Eles já abandonaram a reivindicação pela restituição do Zelaya. Nesse momento eles estão discutindo como reordenar a luta. Mas querem manter como centro a luta pela Assembleia Constituinte. No entanto, o problema crucial da resistência é que eles continuam apostando numa frente com a presença dos zelaystas e do próprio Zelaya, isto é, numa frente que servirá como um braço político para atuar dentro dos interesses do presidente deposto. Ou seja, a frente infelizmente não tirou a principal conclusão do processo: a necessidade de ter um organismo de luta, com independência de classe, que não se submeta a Zelaya na luta para derrotar o golpe e restituí-lo ao governo. Toda essa luta não pode estar subordinada aos interesses de um político burguês. Como burguês Zelaya mostrou todos os seus limites no enfrentamento com os golpistas.

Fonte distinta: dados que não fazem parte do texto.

PR #2699, opened 2024-09-04
Add support for more customizable input

david0xd:
This PR adds changes to support more customizable input.
The primary target for customization are `start` and `end` accessories within the DS Input Component we're using in extension. This PR allows `<Box>` as the left or right accessory. 
Box elements and their children elements are adjacent to the primary Field-compatible child component, just like the support for the `<Button>` we have from previous implementations.

Related task: https://github.com/MetaMask/MetaMask-planning/issues/3067

Notes:
- This PR does not introduce breaking changes, since possibility for adding just simple plain button to the Input field is still supported.

### DIFF
--- a/packages/snaps-sdk/src/jsx/components/form/Field.ts
+++ b/packages/snaps-sdk/src/jsx/components/form/Field.ts
@@ -1,4 +1,5 @@
 import { createSnapComponent } from '../../component';
+import type { BoxElement } from '../Box';
 import type { ButtonElement } from './Button';
 import type { CheckboxElement } from './Checkbox';
 import type { DropdownElement } from './Dropdown';
@@ -19,6 +20,9 @@ export type FieldProps = {
   error?: string | undefined;
   children:
     | [InputElement, ButtonElement]
+    | [BoxElement, InputElement]
+    | [InputElement, BoxElement]
+    | [BoxElement, InputElement, BoxElement]
     | DropdownElement
     | RadioGroupElement
     | FileInputElement
--- a/packages/snaps-sdk/src/jsx/components/form/Field.ts
+++ b/packages/snaps-sdk/src/jsx/components/form/Field.ts
@@ -1,6 +1,5 @@
+import type { GenericSnapElement } from '../../component';
 import { createSnapComponent } from '../../component';
-import type { BoxElement } from '../Box';
-import type { ButtonElement } from './Button';
 import type { CheckboxElement } from './Checkbox';
 import type { DropdownElement } from './Dropdown';
 import type { FileInputElement } from './FileInput';
@@ -19,10 +18,9 @@ export type FieldProps = {
   label?: string | undefined;
   error?: string | undefined;
   children:
-    | [InputElement, ButtonElement]
-    | [BoxElement, InputElement]
-    | [InputElement, BoxElement]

Essa contradição ainda está colocada no interior da frente, como esteve em todo o período da resistência. As lutas estiveram limitadas a uma estratégia que não era de derrotar os golpistas, mas para manter uma pressão por negociações.

Ao abrir mão da reivindicação sobre a restituição do Zelaya, na verdade, a frente acaba sinalizando para aceitação da “normalidade” com o novo governo de Pepe Lobo. Embora não exista nenhuma declaração formal sobre isso, essa política aponta para esse sentido.

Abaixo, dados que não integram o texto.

PR #2712, opened 2024-09-11
Added form property to Button JSX component

ritave:
This will allow `Button` in the `Footer` be linked to a specific form so that it also can submit the form.

```tsx
<Container>
  <Form name="foo">
    <Input />
  </Form>
  <Footer>
    <Button type="submit" form="foo" />
  </Footer>
</Container>
```


packages/snaps-sdk/src/jsx/components/form/Button.ts
```diff
@@ -16,13 +16,15 @@ import type { ImageElement } from '../Image';
  * @property variant - The variant of the button, i.e., `'primary'` or
  * `'destructive'`. Defaults to `'primary'`.
  * @property disabled - Whether the button is disabled. Defaults to `false`.
+ * @property form - The <form> element to associate the button with.
```
Mrtenz, line 19:
```suggestion
 * @property form - The name of the form component to associate the button with.
```

Mrtenz (approved):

Outro equívoco da frente foi cometido no próprio dia das eleições. A frente chamou o boicote, mas pediu para as pessoas ficarem em casa. Esse tipo de coisa ajudou o imperialismo e a própria burguesia hondurenha a legitimar as eleições. Exceto em San Pedro Sula, onde houve enfrentamento, no resto do país as eleições transcorreram de maneira calma e tranquila. Por quê? Porque a resistência chamou o boicote, mas pediu para as pessoas ficarem em casa. Não chamou os trabalhadores a irem para ás rua.

Já os governos que diziam que não aceitariam as eleições, especialmente o de Lula, formalmente mantêm essa posição. No entanto, concretamente não tomaram nenhuma medida que pudesse impedi-la, como uma sanção, boicote econômico etc. Assim, permitiram que as eleições se realizassem. E agora, apesar das declarações de que não vão reconhecer os golpistas, começam a dar sinais de reconstruir relações com o novo governo. Ou seja, não vão reconhecer o governo golpista de Michelete, mas com o passar do tempo poderão reconhecer o de Pepe Lobo.

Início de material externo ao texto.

PR #2719, opened 2024-09-12
Allow for `metamask:` schemed URLs

hmalik88:
Validation logic has been updated to allow for an `Icon` to also be included as a `Link` child. A new URL scheme is also introduced `metamask:` (see [SIP-22](https://github.com/MetaMask/SIPs/pull/134)), this scheme will allow a snap to navigate to the extension and other snap pages through a `metamask:` schemed URL.


ritave (dismissed):

packages/snaps-sdk/src/jsx/components/form/Button.ts
```diff
@@ -1,8 +1,14 @@
...
+
 import type { SnapsChildren, StringElement } from '../../component';
 import { createSnapComponent } from '../../component';
 import type { IconElement } from '../Icon';
 import type { ImageElement } from '../Image';
 
+export enum SnapRoutes {
+  Home = 'home',
+}
+
```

Não foi por acaso que Pele Lobo, logo após ser eleito, disse que iria conversar com Lula para explicar a nova situação do país.

Qual é a importância dessa viagem para a Conlutas?

A recepção foi bastante calorosa. Havia poucas delegações internacionais infelizmente. Mas nós, assim como as delegações internacionais da resistência, não nos credenciamos junto ao governo. Não estávamos lá para observar as eleições. Estávamos lá pra denunciá-la.

Tivemos a oportunidade de participar de atividades, como uma assembleia da frente que ocorreu na véspera da eleição. Participamos também de uma manifestação na segunda-feira. No domingo, dia da eleição, acabamos nos dividindo. O Elvio do Andes [sindicatos dos professores universitários] ficou em Tegucigalpa. Eu fui ao interior, onda havia denúncia de prisão e repressão.

Acho que para Conlutas, a viagem reafirma nossa vocação de ser um organismo da classe trabalhadora. E como um organismo da classe, mesmo minoritário e pequeno, estamos presentes em questões tão importantes como na luta contra o golpe em Honduras. Essa viagem minha e do Elvio fortalece a visão de que a Conlutas busca construir uma relação internacionalista com a classe trabalhadora.